*YOUR ASSIGNMENT*. In your answer, give each entry again exactly as it appears.

*ENTRIES PROVIDED*.
* * * * *
PR #3401, opened 2023-05-10
Debug tool: dump all chunks (by UID)

balacij:
Builds on #3413 

Contributes to #2873 (after which we should upgrade this code) by allowing us to _start_ analyzing our chunk maps, for the 'conflicting' chunk UIDs.

With this PR, we create a `.drasil` folder for each of the examples, which we expect Drasil maintainers to use for.... maintaining Drasil! :smile: 

There are some changes to the `designLog.txt` files, but I have no idea why they are appearing. I was not touching anything related to the design of the generated code. I suppose this might be because I used a strict/eagerly loaded map, which _may have somehow affected the ChunkDB used afterwards (?)_. @JacquesCarette, do you have any thoughts on where this might have come up?


balacij:
After we have chunk generation via `State`, I think we can also dump the 'fruits.json' file which also includes the 'final' chunkdb.

Potential subsequent PR:
1. (almost certainly) Finding which UIDs appear more than once (listing those from which)
2. Finding the 'fruits.json' and some basic stats between the number of 'seeds' and the number of 'fruits'

code/drasil-database/lib/Database/Drasil/ChunkDB.hs
```diff
@@ -5,28 +5,7 @@
...
-  termResolve, defResolve, symbResolve,
-  traceLookup, refbyLookup,
-  datadefnLookup, insmodelLookup, gendefLookup, theoryModelLookup,
-  conceptinsLookup, sectionLookup, labelledconLookup, refResolve,
-  -- ** Lenses
-  unitTable, traceTable, refbyTable,
-  dataDefnTable, insmodelTable, gendefTable, theoryModelTable,
-  conceptinsTable, sectionTable, labelledcontentTable, refTable
-  ) where
+module Database.Drasil.ChunkDB where
```
samm82, line 9: What's the rationale behind removing list of what is exported? If pretty much everything is exported and there's nothing that should be explicitly hidden, then this seems fine to me lol

code/drasil-example/projectile/app/Main.hs
```diff
@@ -12,11 +14,14 @@ import qualified Drasil.Projectile.Lesson.Body as PL (nb, printSetting)
...
   setLocaleEncoding utf8
+  dumpEverything fullSI ".drasil/"
   typeCheckSI fullSI
   gen (DocSpec (docChoices SRS [HTML, TeX, JSON]) "Projectile_SRS") srs printSetting
   gen (DocSpec (docChoices Jupyter [])      "Projectile Motion Lesson") PL.nb PL.printSetting
   genCodeWithChoices choiceCombos
   genDot fullSI
   genLog fullSI printSetting
+  -- if the chunkDB had a mutable state, then this would make more sense.
+  -- dumpChunkDB fullSI ".drasil/" "fruits.json"
```
samm82, line 25: Not sure what this means lol

code/drasil-gen/lib/Language/Drasil/Dump.hs
```diff
@@ -22,5 +22,5 @@ dumpChunkDB :: DB.ChunkDB -> String -> IO ()
 dumpChunkDB chks targetFile = do
     let dumpped = DB.dumpChunkDB chks
     trg <- openFile targetFile WriteMode
-    LB.hPutStrLn trg $ encode $ dumpped
+    LB.hPutStrLn trg $ encode dumpped
```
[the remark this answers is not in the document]
balacij: Typo :smile: Already fixed now.

code/drasil-example/projectile/app/Main.hs
balacij: I think of the user-inputted information as the `seeds`, the Drasil-provided features as the `soil`, and the final tree of things automatically generated from the `seeds` as the `fruits`. So, if we had more gradual generation, we can take snapshots (breakpoints) of the `ChunkDB` at specific spots during generation.

code/drasil-database/lib/Database/Drasil/ChunkDB.hs
JacquesCarette: They are indeed tedious to maintain, but I think they are a solid piece of documentation.

Very long lists of exports are a code smell (exception: drasil-data and utilities).

code/drasil-example/projectile/app/Main.hs
JacquesCarette: Nice!

code/stable/dblpendulum/.drasil/inverted_seeds.json
```diff
@@ -0,0 +1 @@
...references"],"verification":["terms"],"verifyInptVals":["references","concepts","conceptInstances"],"vertical":["terms"],"verticalMotion":["terms"],"verticalacceleration":["terms"],"verticalforce":["terms"],"verticalposition":["terms"],"verticalvelocity":["terms"],"video":["terms"],"videogame":["terms"],"volume":["terms"],"w_1":["terms","symbols"],"w_2":["terms","symbols"],"weight":["terms"],"xAxis":["terms"],"xComp":["terms"],"xConstAccel":["terms"],"xCoord":["terms"],"xDir":["terms"],"xDist":["terms"],"xForce1":["references","labelledContent","generalDefinitions"],"xForce2":["references","labelledContent","generalDefinitions"],"xPos":["terms"],"xScalAcc":["terms"],"xVel":["terms"],"x_numpy":["symbols"],"y0_apache":["symbols"],"yAxis":["terms"],"yAxisDir":["references","concepts","conceptInstances"],"yComp":["terms"],"yConstAccel":["terms"],"yCoord":["terms"],"yDir":["terms"],"yDist":["terms"],"yForce1":["references","labelledContent","generalDefinitions"],"yForce2":["references","labelledContent","generalDefinitions"],"yPos":["terms"],"yScalAcc":["terms"],"yVel":["terms"],"y_ode":["symbols"],"year":["terms"],"zAxis":["terms"],"zComp":["terms"],"zCoord":["terms"],"zDir":["terms"]}
```
JacquesCarette, line 1: Could you print these one-per-line instead of as 1 long line? It will make diffs way easier to read!

code/stable/glassbr/src/cpp/designLog.txt
```diff
@@ -19,6 +19,7 @@ Successfully matched Real with Double.
 Successfully matched Boolean with Boolean.
 Successfully matched Rational with Double.
 Successfully matched Integer with Integer.
+Successfully matched Function (String :| [Real,Real]) Real with Func [String] Double.
```
JacquesCarette, line 22: This seems like an odd match? These don't seem like comparable types.

code/stable/nopcm/src/cpp/designLog.txt
```diff
@@ -19,11 +19,9 @@ ODE Library package selected as odeint.
 Successfully matched String with String.
 Successfully matched Actor "Constants" with Object "Constants".
 Successfully matched Actor "InputParameters" with Object "InputParameters".
-Successfully matched Rational with Double.
```
JacquesCarette, line 22: Any idea why 2 of these lines disappeared?

code/stable/nopcm/src/csharp/designLog.txt
```diff
@@ -17,12 +17,10 @@ ODE Library package selected as OSLO.
 Successfully matched String with String.
 Successfully matched Actor "Constants" with Object "Constants".
 Successfully matched Actor "InputParameters" with Object "InputParameters".
-Successfully matched Rational with Double.
 Successfully matched Real with Double.
-Successfully matched Vect Rational with List Double.
+Successfully matched Vect Real with List Double.
```
JacquesCarette, line 21: This, on the other hand, is an improvement!

JacquesCarette (changes requested):

code/stable/glassbr/src/cpp/designLog.txt
balacij: #3411 was a previous issue, `make stabilize` inadvertently let us find it!

code/drasil-database/lib/Database/Drasil/ChunkDB.hs
balacij: Reverted in 934dfdd

balacij:
There are 2 kinds of SIs for each project. The original one with manually gathered chunks, and the copy that is manually injected with some chunks. I chose to dump only the second kind for now because it will show more of the "problematic" chunks (unless there are more downstream in generation). Since I don't think we'll be building too much tooling around the existing CDB, I don't think we need to go for completeness. Is that okay?

code/drasil-database/lib/Database/Drasil/ChunkDB.hs
```diff
@@ -4,12 +4,11 @@
 -- Changes to ChunkDB should be reflected in the 'Creating Your Project 
 -- in Drasil' tutorial found on the wiki:
 -- https://github.com/JacquesCarette/Drasil/wiki/Creating-Your-Project-in-Drasil
-
 module Database.Drasil.ChunkDB (
   -- * Types
   -- ** 'ChunkDB'
   -- | Main database type
-  ChunkDB(CDB, symbolTable, termTable, defTable),
```
JacquesCarette, line 12: I know these are a pain to maintain, but it is much better to be explicit about what is on the public interface of this module.

code/drasil-gen/lib/Language/Drasil/Dump.hs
* * * * *
*TASK SOLUTION*.
PR #3401, opened 2023-05-10
Debug tool: dump all chunks (by UID)

balacij:
Builds on #3413 

Contributes to #2873 (after which we should upgrade this code) by allowing us to _start_ analyzing our chunk maps, for the 'conflicting' chunk UIDs.

With this PR, we create a `.drasil` folder for each of the examples, which we expect Drasil maintainers to use for.... maintaining Drasil! :smile: 

There are some changes to the `designLog.txt` files, but I have no idea why they are appearing. I was not touching anything related to the design of the generated code. I suppose this might be because I used a strict/eagerly loaded map, which _may have somehow affected the ChunkDB used afterwards (?)_. @JacquesCarette, do you have any thoughts on where this might have come up?


balacij:
After we have chunk generation via `State`, I think we can also dump the 'fruits.json' file which also includes the 'final' chunkdb.

Potential subsequent PR:
1. (almost certainly) Finding which UIDs appear more than once (listing those from which)
2. Finding the 'fruits.json' and some basic stats between the number of 'seeds' and the number of 'fruits'

code/drasil-database/lib/Database/Drasil/ChunkDB.hs
```diff
@@ -5,28 +5,7 @@
...
-  termResolve, defResolve, symbResolve,
-  traceLookup, refbyLookup,
-  datadefnLookup, insmodelLookup, gendefLookup, theoryModelLookup,
-  conceptinsLookup, sectionLookup, labelledconLookup, refResolve,
-  -- ** Lenses
-  unitTable, traceTable, refbyTable,
-  dataDefnTable, insmodelTable, gendefTable, theoryModelTable,
-  conceptinsTable, sectionTable, labelledcontentTable, refTable
-  ) where
+module Database.Drasil.ChunkDB where
```
samm82, line 9: What's the rationale behind removing list of what is exported? If pretty much everything is exported and there's nothing that should be explicitly hidden, then this seems fine to me lol

code/drasil-example/projectile/app/Main.hs
```diff
@@ -12,11 +14,14 @@ import qualified Drasil.Projectile.Lesson.Body as PL (nb, printSetting)
...
   setLocaleEncoding utf8
+  dumpEverything fullSI ".drasil/"
   typeCheckSI fullSI
   gen (DocSpec (docChoices SRS [HTML, TeX, JSON]) "Projectile_SRS") srs printSetting
   gen (DocSpec (docChoices Jupyter [])      "Projectile Motion Lesson") PL.nb PL.printSetting
   genCodeWithChoices choiceCombos
   genDot fullSI
   genLog fullSI printSetting
+  -- if the chunkDB had a mutable state, then this would make more sense.
+  -- dumpChunkDB fullSI ".drasil/" "fruits.json"
```
samm82, line 25: Not sure what this means lol

code/drasil-gen/lib/Language/Drasil/Dump.hs
```diff
@@ -22,5 +22,5 @@ dumpChunkDB :: DB.ChunkDB -> String -> IO ()
 dumpChunkDB chks targetFile = do
     let dumpped = DB.dumpChunkDB chks
     trg <- openFile targetFile WriteMode
-    LB.hPutStrLn trg $ encode $ dumpped
+    LB.hPutStrLn trg $ encode dumpped
```
[the remark this answers is not in the document]
balacij: Typo :smile: Already fixed now.

code/drasil-example/projectile/app/Main.hs
balacij: I think of the user-inputted information as the `seeds`, the Drasil-provided features as the `soil`, and the final tree of things automatically generated from the `seeds` as the `fruits`. So, if we had more gradual generation, we can take snapshots (breakpoints) of the `ChunkDB` at specific spots during generation.

code/drasil-database/lib/Database/Drasil/ChunkDB.hs
JacquesCarette: They are indeed tedious to maintain, but I think they are a solid piece of documentation.

Very long lists of exports are a code smell (exception: drasil-data and utilities).

code/drasil-example/projectile/app/Main.hs
JacquesCarette: Nice!

code/stable/dblpendulum/.drasil/inverted_seeds.json
```diff
@@ -0,0 +1 @@
...references"],"verification":["terms"],"verifyInptVals":["references","concepts","conceptInstances"],"vertical":["terms"],"verticalMotion":["terms"],"verticalacceleration":["terms"],"verticalforce":["terms"],"verticalposition":["terms"],"verticalvelocity":["terms"],"video":["terms"],"videogame":["terms"],"volume":["terms"],"w_1":["terms","symbols"],"w_2":["terms","symbols"],"weight":["terms"],"xAxis":["terms"],"xComp":["terms"],"xConstAccel":["terms"],"xCoord":["terms"],"xDir":["terms"],"xDist":["terms"],"xForce1":["references","labelledContent","generalDefinitions"],"xForce2":["references","labelledContent","generalDefinitions"],"xPos":["terms"],"xScalAcc":["terms"],"xVel":["terms"],"x_numpy":["symbols"],"y0_apache":["symbols"],"yAxis":["terms"],"yAxisDir":["references","concepts","conceptInstances"],"yComp":["terms"],"yConstAccel":["terms"],"yCoord":["terms"],"yDir":["terms"],"yDist":["terms"],"yForce1":["references","labelledContent","generalDefinitions"],"yForce2":["references","labelledContent","generalDefinitions"],"yPos":["terms"],"yScalAcc":["terms"],"yVel":["terms"],"y_ode":["symbols"],"year":["terms"],"zAxis":["terms"],"zComp":["terms"],"zCoord":["terms"],"zDir":["terms"]}
```
JacquesCarette, line 1: Could you print these one-per-line instead of as 1 long line? It will make diffs way easier to read!

code/stable/glassbr/src/cpp/designLog.txt
```diff
@@ -19,6 +19,7 @@ Successfully matched Real with Double.
 Successfully matched Boolean with Boolean.
 Successfully matched Rational with Double.
 Successfully matched Integer with Integer.
+Successfully matched Function (String :| [Real,Real]) Real with Func [String] Double.
```
JacquesCarette, line 22: This seems like an odd match? These don't seem like comparable types.

code/stable/nopcm/src/cpp/designLog.txt
```diff
@@ -19,11 +19,9 @@ ODE Library package selected as odeint.
 Successfully matched String with String.
 Successfully matched Actor "Constants" with Object "Constants".
 Successfully matched Actor "InputParameters" with Object "InputParameters".
-Successfully matched Rational with Double.
```
JacquesCarette, line 22: Any idea why 2 of these lines disappeared?

code/stable/nopcm/src/csharp/designLog.txt
```diff
@@ -17,12 +17,10 @@ ODE Library package selected as OSLO.
 Successfully matched String with String.
 Successfully matched Actor "Constants" with Object "Constants".
 Successfully matched Actor "InputParameters" with Object "InputParameters".
-Successfully matched Rational with Double.
 Successfully matched Real with Double.
-Successfully matched Vect Rational with List Double.
+Successfully matched Vect Real with List Double.
```
JacquesCarette, line 21: This, on the other hand, is an improvement!

JacquesCarette (changes requested):

code/stable/glassbr/src/cpp/designLog.txt
balacij: #3411 was a previous issue, `make stabilize` inadvertently let us find it!

code/drasil-database/lib/Database/Drasil/ChunkDB.hs
balacij: Reverted in 934dfdd

balacij:
There are 2 kinds of SIs for each project. The original one with manually gathered chunks, and the copy that is manually injected with some chunks. I chose to dump only the second kind for now because it will show more of the "problematic" chunks (unless there are more downstream in generation). Since I don't think we'll be building too much tooling around the existing CDB, I don't think we need to go for completeness. Is that okay?

code/drasil-database/lib/Database/Drasil/ChunkDB.hs
```diff
@@ -4,12 +4,11 @@
 -- Changes to ChunkDB should be reflected in the 'Creating Your Project 
 -- in Drasil' tutorial found on the wiki:
 -- https://github.com/JacquesCarette/Drasil/wiki/Creating-Your-Project-in-Drasil
-
 module Database.Drasil.ChunkDB (
   -- * Types
   -- ** 'ChunkDB'
   -- | Main database type
-  ChunkDB(CDB, symbolTable, termTable, defTable),
```
JacquesCarette, line 12: I know these are a pain to maintain, but it is much better to be explicit about what is on the public interface of this module.

code/drasil-gen/lib/Language/Drasil/Dump.hs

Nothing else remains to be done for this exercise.